The regret: The morning of my abortion, I sobbed silently in the shower. I jabbed my belly with my finger and called my baby a parasite, trying to distance myself from what I was about to do. My heart wasn’t in those words but I knew if I was going to have to do this I had to do everything I could to keep my mind from envisioning a little face that would never be. I found out later in my junior year health class that my baby had developed to the point of looking like a person with arms, legs, and a head, and could feel pain. That will haunt me for the rest of my life. My baby’s name is Natalie and she would have been born in November. She would be almost 8 years old now and going into the 3rd grade. I wonder sometimes if she would have been blond like me, if she would have liked to draw and paint. I would trade every success and milestone in my life to have her back. On this earth I will never be able to hold her, kiss her good night, or tell her I’m sorry. I wish I’d had the courage to stand up for Baby Natti."
Silent no more awareness campaign, testimonies
Abortion causes suicide
In an interview of post-abortive women in Kentucky: Seven of the eight women said they had considered suicide over their abortion.

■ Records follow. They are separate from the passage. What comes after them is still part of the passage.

PR #4418, opened 2026-02-10
Add tiered RBAC webhook

caseydavenport:
## Description

This PR deploys the new calico/webhooks deployment into the cluster, which is used for validating webhooks such as tier based RBAC: https://github.com/projectcalico/calico/pull/11803

- [ ] Tests
- [ ] Overrides support
- [ ] Other configuration options?

## Release Note

```release-note
TBD
```

## For PR author

- [ ] Tests for change.

## For PR reviewers

- [ ] Appropriate labels:


pkg/controller/apiserver/apiserver_controller.go
```diff
@@ -467,18 +512,7 @@ func (r *ReconcileAPIServer) Reconcile(ctx context.Context, request reconcile.Re
 		r.status.SetDegraded(operatorv1.ResourceRenderingError, "Error rendering APIServer", err, reqLogger)
 		return reconcile.Result{}, err
 	}
-
-	components = append(components,
-		component,
-		rcertificatemanagement.CertificateManagement(&rcertificatemanagement.Config{
```
tmjd, line 473: I've got a little concern that this is being moved to before the component. There were no comments before about why this should come after the component so hopefully there wasn't a good reason for the order before.
What is the reason for moving it earlier?

Is there any reason that it needs to come after the APIServerPolicy is added?

pkg/render/webhooks/render.go
```diff
@@ -0,0 +1,449 @@
...
+			Name:      WebhooksName,
+			Namespace: common.CalicoNamespace,
+		},
+	}
+
+	// We need a network policy that selects the deployment to ensure bidirectional traffic is allowed between the API server and the webhook.
+	np := &v3.NetworkPolicy{
+		TypeMeta: metav1.TypeMeta{Kind: "NetworkPolicy", APIVersion: "projectcalico.org/v3"},
+		ObjectMeta: metav1.ObjectMeta{
+			Name:      "allow-tigera." + WebhooksName, // TODO
```
tmjd: What is the TODO here?

pkg/render/webhooks/render.go
```diff
@@ -0,0 +1,449 @@
...
+			Namespace: common.CalicoNamespace,
+		},
+		Spec: v3.NetworkPolicySpec{
+			Tier:     "allow-tigera", // TODO:
```
tmjd: TODO

pkg/render/webhooks/render.go
```diff
@@ -0,0 +1,449 @@
...
+			Selector: fmt.Sprintf("k8s-app == '%s'", WebhooksName),
+			Ingress: []v3.Rule{
+				{
+					Action: v3.Allow,
+					// Protocol: &networkpolicy.TCPProtocol,
+					// Source:   networkpolicy.KubeAPIServerEntityRule,
```
tmjd: I think these should be added before this gets merged.

pkg/render/webhooks/render.go
```diff
@@ -0,0 +1,449 @@
...
+			Namespace: common.CalicoNamespace,
+		},
+		Spec: appsv1.DeploymentSpec{
+			Replicas: ptr.To[int32](1),
+			Strategy: appsv1.DeploymentStrategy{
+				Type: appsv1.RecreateDeploymentStrategyType,
+			},
+			Selector: &metav1.LabelSelector{
+				MatchLabels: map[string]string{
+					"k8s-app": WebhooksName,
```
tmjd: I don't think adding this label is needed, it should be getting added by our CreateOrUpdateOrDelete machinery.

pkg/render/webhooks/render.go
```diff
@@ -0,0 +1,449 @@
...
+	dep := &appsv1.Deployment{
+		TypeMeta: metav1.TypeMeta{Kind: "Deployment", APIVersion: "apps/v1"},
+		ObjectMeta: metav1.ObjectMeta{
+			Name:      WebhooksName,
+			Namespace: common.CalicoNamespace,
+		},
+		Spec: appsv1.DeploymentSpec{
+			Replicas: ptr.To[int32](1),
+			Strategy: appsv1.DeploymentStrategy{
+				Type: appsv1.RecreateDeploymentStrategyType,
```
tmjd: Do we need any special considerations since this is a webhook and a missing webhook handler can cause problems?

tmjd: If you've already consider those please include a comment on why RecreateDeployment is the appropriate strategy for this webhook pod.

pkg/render/webhooks/render.go
```diff
@@ -0,0 +1,449 @@
...
+			Selector: &metav1.LabelSelector{
+				MatchLabels: map[string]string{
+					"k8s-app": WebhooksName,
+				},
+			},
+			Template: corev1.PodTemplateSpec{
+				ObjectMeta: metav1.ObjectMeta{
+					Name: WebhooksName,
+					Labels: map[string]string{
+						"k8s-app": WebhooksName,
```
tmjd: I also think this should be handled by our existing machinery.

pkg/render/webhooks/render.go
```diff
@@ -0,0 +1,449 @@
...
+				AdmissionReviewVersions: []string{"v1"},
+				SideEffects:             ptr.To(admissionregistrationv1.SideEffectClassNone),
+				TimeoutSeconds:          ptr.To[int32](5),
+				FailurePolicy:           ptr.To(admissionregistrationv1.Fail),
+				MatchPolicy:             ptr.To(admissionregistrationv1.Exact),
+			},
+		},
+	}
+
+	// Create a Cluster role and binding with access to all projectcalico.org resources.
```
tmjd: This comment is incorrect.

pkg/render/webhooks/render.go
```diff
@@ -0,0 +1,449 @@
...
+	calicoRules := []rbacv1.PolicyRule{
```
tmjd: I think you should just do `rules := ...` here and skip the additional assignment below. That will also better represent that we are going to use these rules for both Calico and Enterprise.

pkg/render/webhooks/render.go
```diff
@@ -0,0 +1,449 @@
...
+			},
+			Template: corev1.PodTemplateSpec{
+				ObjectMeta: metav1.ObjectMeta{
+					Name: WebhooksName,
+					Labels: map[string]string{
+						"k8s-app": WebhooksName,
+					},
+				},
+				Spec: corev1.PodSpec{
+					HostNetwork:        render.HostNetworkRequired(c.cfg.Installation),
```
tmjd, line 167: Why shouldn't we honor the ForceHostNetwork configuration here?

pkg/controller/apiserver/apiserver_controller.go
caseydavenport: Yeah, I will add some commenting. There is an order of operations requirement here due to some dependencies.

- Webhook requires policy to work.
- Webhook requires TLS certs to be deployed
- Once the ValidatingWebhookConfig is created, policies require the webhook to be functional.

pkg/render/webhooks/render.go
caseydavenport: Whoops, forgot I left that in. I was waiting for changes from @radixo to go in to make this "calico-system", but I suppose I can do that now anyway.

pkg/render/webhooks/render.go
caseydavenport: I don't think we need any special considerations for the pod itself.

pkg/render/webhooks/render.go
caseydavenport: Hm, I''m not familiar with ForceHostNetwork and it looked like it was hard coded to `false` in the API server code, so I ignored it here.

pkg/render/webhooks/render.go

NY Times: Some Abortion Foes Forgo Politics for Quiet Talk
By John Leland: 1-16-2006
I was so misled
Becki: blamed the abortion industry for her guilt and depression, for fostering a sanitized view among young women that ending a pregnancy was as simple as ending a toothache. "I was so misled, and since then I have dealt with so much regret and depression. The things that I did to myself to punish myself for the mistakes I made, it was life-altering. When you're scared, you're so trusting and believing in what they're telling you. ... They make you feel this is a mistake that can be corrected on your lunch hour."